W walce o demokrację

nie robimy sobie przerw!

Przekaż 1,5% na Fundację
Kultura Liberalna

Przekaż 1,5%
na Fundację Kultura Liberalna
forward
close

KULTURA LIBERALNA > Czytając > Baśń Grimmowska –...

Baśń Grimmowska – gatunek wiecznie żywy. Recenzja książki „Baśnie wybrane braci Grimm” [KL dzieciom]

Anna Mik

Nowy przekład baśni Grimmów na podstawie drugiego wydania zbioru z 1819 roku to ich surowa, „krwista” postać, pozbawiona literackich ozdobników i moralizatorskiego tonu, w której kontrowersyjne, ale stanowiące o baśniowej esencji treści, wyeksponowano „bez cenzury”.

Na polskim rynku wydawniczym możemy odnaleźć przeróżne wersje baśni braci Grimm, zarówno tłumaczenia, jak i luźne adaptacje. Są to liczne wydania broszurowe pojedynczych utworów, duże wydania kolekcjonerskie (np. „Bracia Grimm. Wszystkie baśnie i legendy” w przekładzie Rozalii Skiby) czy też opatrzone napisem „bez cenzury” wersje dla dorosłych (np. Philipa Pullmana). Te ostatnie mają wzbudzać największe kontrowersje. Grimmowska baśń, pełna przemocy i niepokoju, ma wstrząsnąć czytelnikiem i pokazać prawdziwe oblicze gatunku – do tej pory zniekształcone przez liczne, często infantylizujące go, edycje. Jednak efekt takiej lektury jest zazwyczaj inny od oczekiwanego – baśnie „bez cenzury” owszem, budzą niepokój, ale przede wszystkim filolożek i filologów oraz badaczek i badaczy tego gatunku.

Wierny przekład baśni, nieopatrzonych żadną krzykliwą etykietą, jest już bowiem wystarczająco krwisty – wystarczy zajrzeć do zbioru „Baśnie dla dzieci i dla domu” [2010] w tłumaczeniu Elizy Pieciul-Karmińskiej, by się o tym przekonać.
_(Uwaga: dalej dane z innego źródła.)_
PR #243, opened 2019-07-25
MLIBZ-3100: Convert multi-insert code to Kotlin

b-stolyarov:
#### Description
Converting multi-insert code to `Kotlin`.

#### Changes
Converted multi-insert classes code to `Kotlin` language.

Mimo to tłumaczka, germanistka specjalizująca się w baśni Grimmowskiej, zdaje się wychodzić naprzeciw czytelniczym oczekiwaniom i pragnieniu odkrywania „prawdziwych baśni”. Wraz ze swoim nowym projektem „Baśnie wybrane braci Grimm” (z fantastycznymi ilustracjami Marcina Minora), pierwszym przekładem na podstawie drugiego wydania zbioru z 1819 roku, proponuje nową, wcześniejszą odsłonę powszechnie znanych utworów. I jeśli ktoś szuka prawdziwie Grimmowskich doznań, jest to pozycja obowiązkowa.

„Baśnie wybrane…” to piętnaście najbardziej popularnych opowieści, wśród których znajdziemy „Śnieżkę”, „Kopciuszka”, „Roszpunkę” czy „Miejskich muzykantów z Bremy”. Błędem jest chyba uznanie tego zbioru za „nową wersję” znanych nam baśni. Jest to raczej ich „pierwsza” postać, pozbawiona literackich ozdobników i moralizatorskiego tonu. Tłumaczka opisuje historię kolejnych wydań w posłowiu (do którego absolutnie warto zajrzeć). Według badaczki wraz z kolejnymi edycjami zbiory „obrastały” w dodatkowe znaczenia i morały, niekoniecznie mające wiele wspólnego z „oryginałem” spisanym przez niemieckich filologów (który już i tak zapewne został zmodyfikowany przez nich samych i kobiety, najczęściej hugenockie guwernantki, dostarczające materiału badaczom).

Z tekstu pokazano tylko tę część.